Power Ministry to ask CERC to recommend measures to bail out power producers

11 Jun 2012 Evaluate

In its bid to help the power producing companies get their due, the Union Power Ministry is contemplating the idea to urge the Central Electricity Regulatory Commission (CERC) to recommend measures to bail out the beleaguered power producers. The move by power ministry is highly anticipated as it would be imperative in sorting out of the ongoing logjam between promoters of big power projects and the state utilities, which are their bulk consumers.

Various power projects that have a combined generating capacity of over 59,000 MW are likely to become non-performing assets as the power producers face the prospects of defaulting on supply contracts since they are not able to pass on the increase in fuel cost to distribution companies with whom they have signed power purchase agreements (PPA). The changes made in tax laws by source nations like Australia and Indonesia have raised fuel costs for all imported coal-fired power projects, even those that were based on supplies from captive mines in these countries, thus adversely impacting Indian power producers.

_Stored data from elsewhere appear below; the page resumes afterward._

PR #505, opened 2016-10-06
WIP: Automatically restart Buildbot master on configuration change

aneeshusa:
This should allow us to use Upstart to restart Buildbot cleanly, instead
of having to `su` to servo and restart Buildbot manually.

---

This change is [Reviewable](https://reviewable.io/reviews/servo/saltfs/505)

### DIFF
--- a/buildbot/master/files/buildbot-master-autostart.conf
+++ b/buildbot/master/files/buildbot-master-autostart.conf
@@ -1,0 +1,19 @@
+# Because the buildbot-master service is an instance job,
+# we must provide a reason to start an instance of it.
+# This Upstart task will automatically start one instance at bootup.
+# Additionally, if no instances are alive during a Salt deploy,
+# then this task will start a fresh instance.
+# Upstart will not create new instances otherwise;
+# additional instances can be created on-demand.
+# Each instance will automatically stop itself at shutdown via its `stop on`.
+
+start on (local-filesystems and net-device-up IFACE!=lo)
+
+task
+
+script
+  # Avoid restarting Buildbot if it's already running
+  if ! initctl list | grep "buildbot-master (" >/dev/null; then
+    start buildbot-master reason="$(date --utc --iso-8601=seconds)-autostart"
+  fi
+end script
--- a/buildbot/master/files/buildbot-master.conf
+++ b/buildbot/master/files/buildbot-master.conf
@@ -1,9 +1,20 @@
-exec /usr/local/bin/buildbot start --nodaemon {{ common.servo_home }}/buildbot/master
+# Use multiple instances to model multiple process:
+# - (1) currently running Buildbot master
+# - (n) queued restarts
+# Each 'restart' process will wait for the existing master to finish pending
+# builds, then take over as its own long-lived process.
+# Runnign them via Upstart provides process supervision and monitoring,
+# obviating the need to run restarts in tmux or screen (or disown them).
+#
+# Note that we don't actually use the $reason variable,
+# except to provide distinct instance IDs for Upstart.
+instance $reason
+
+exec /usr/local/bin/buildbot restart --clean --nodaemon $HOME/buildbot/master
 
 setuid servo
 setgid servo
 
-start on (local-filesystems and net-device-up IFACE!=lo)
 stop on runlevel [016]
 
 env HOME={{ common.servo_home }}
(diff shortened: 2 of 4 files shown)


aneeshusa:
I'm not 100% sure about how Upstart works, so we may want to try this manually on `servo-master1` before merging.

r? @larsbergstrom @edunham

metajack:
Upstart terminates the process and starts another on restart. The only difference between calling stop then start versus restart is that post-start and pre-stop and such logic is skipped for restart and the job control config is not reread.

There is also respawn, which restarts the job automatically when it exits. http://upstart.ubuntu.com/cookbook/#respawn

I don't think this patch is correct. What is the behavior you are observing and trying to fix?

aneeshusa:
Hmm, it does sound this patch won't work. Essentially, I want to teach Upstart how to restart Buildbot gracefully, so instead of running the steps at https://github.com/servo/servo/wiki/Buildbot-administration#dealing-with-troubles manually, we can always do `service buildbot-master restart`.

Since I don't see us upgrading Buildbot soon, most of the time we only need to reload the configuration, so another option would be cleanly reloading Buildbot. Maybe using `service reload buildbot-master` would work? Builbot [handles SIGHUP](https://docs.buildbot.net/0.8.12/manual/cmdline.html?highlight=sighup#sighup), but it's not clear to me if it handles it cleanly (without interrupting ongoing builds).

metajack:
There are other job types you could set up for one off things like this. What does --clean do anyway?

aneeshusa:
Buildbot's `--clean` parameter makes it shut down (and then possibly restart) cleanly, `allowing all running builds to complete first`.  This was [introduced in Buildbot 0.8.8](https://github.com/buildbot/buildbot/blob/master/master/docs/relnotes/0.8.8.rst#features).

The main point is to 1) avoid dropping builds 2) require as little admin effort as possible to update the Buildbot config (if you force-kill it it has to be cleaned up by hand to restart).

aneeshusa:
I looked into it more deeply and it seems Buildbot's reloading functionality has a lot of gotchas and edges cases it doesn't handle well. I also spent some more time with the Upstart Cookbook and I think I found another approach that may work - @metajack, does this look like a reasonable idea? (Still WIP.)

metajack:
Looks good, though I'm confused where the value of `$reason` comes from.

aneeshusa:
The `$reason` variable is just to give Upstart unique ids for each instance; the `cmd.run` state will automatically set it to `"salt-$(date)"`, while it will need to be specified manually for manual starts.

Earlier I was looking into making it work without specifying a reason, but it looks like that causes other problems, so I think I need to add another Upstart job to start an instance at boot-up.

metajack:
Oh, I see it now. r=me if you think this is ready to go.

aneeshusa:
First commit now fixes #552, and I included a bunch more changes too beyond the original PR. This should really make Buildbot much nicer and automated!

r? @larsbergstrom or @edunham on the Salt/Buildbot changes
r? @metajack on the Upstart changes

Also, let me know what docs I should add with this PR! Most things should be handled automatically by Salt now.

I highly recommend trying this out in Vagrant with the `servo-master1` VM. Use
`initctl list | grep buildbot` to look at the relevant jobs, and look inside the `/var/log/upstart` directory for relevant logs, for both `buildbot-master` and `buildbot-master-autostart`.
A few scenarios to try:
- Fresh deploy (`vagrant destroy --force servo-master1 && vagrant up servo-master1`): DB should be created and Buildbot should be (re)started and stay alive
- Reprovision: (`vagrant provision servo-master1`): no changes, should see the same Buildbot instance still running
- VM Restart: (`vagrant reload servo-master1`): Should see an autostarted Buildbot instance
- Upgrade (change buildbot version from 0.8.12 to 0.8.14 in `buildbot/master/init.sls` and run `vagrant provision servo-master1`): DB upgrade, Buildbot restart
- Start from stopped: Force stop Buildbot (`vagrant ssh servo-master1`, then run `sudo buildbot stop --clean /home/servo/buildbot/master` via SSH, confirm Buildbot is stopped, then run `vagrant provision servo-master1`): Buildbot should be started via autostart

FYI, strange output is due to https://github.com/saltstack/salt/issues/35989 and can be fixed by a Salt update.

aneeshusa:
Also, there is some manual migration required: Make sure to delete the existing `.pyc` files, e.g. with `$ find /home/servo/buildbot/master -name '*.pyc' -delete`. When poking inside Vagrant you can also leave a `watch -d find /home/servo/buildbot/master "'*.pyc'"` running to ensure no new `*.pyc` files get created, or use `watch -d sh -c "'initctl list | grep buildbot'"` to watch the running buildbot related Upstart jobs.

However, the power ministry’s recent plan to refer the matter to the CERC under Section 72(2) (IV) of the Electricity Act, 2003, which gives the regulator the jurisdiction to look into such contractual issues and suggest a framework, might be a silver lining among dark clouds for the power producing companies. After months of lobbying by the Association of Power Producers (APP) over the issue, power projects using imported coal could be allowed by the CERC to hike tariffs by up to Re 1 per unit to counter the effect of increase in fuel price due to additional taxes or changes in law by the governments of source nations.

The likely beneficiaries of this development would be companies like Adani Power, Reliance Infrastructure, JSW Energy and Tata Power as works on their power projects were stalled owing to rising costs. Tata Power suffered a major setback due to impairment provision for its Mundra ultra mega power project in the fourth quarter of FY12 while Reliance Power abstained from implementing Rs 17,500-crore Krishnapatnam ultra mega power project in Andhra Pradesh demanding tariff revision. Besides, Adani Power and JSW Steel too demanded increase in fuel cost following the recent change in the Indonesian and Australian coal pricing law.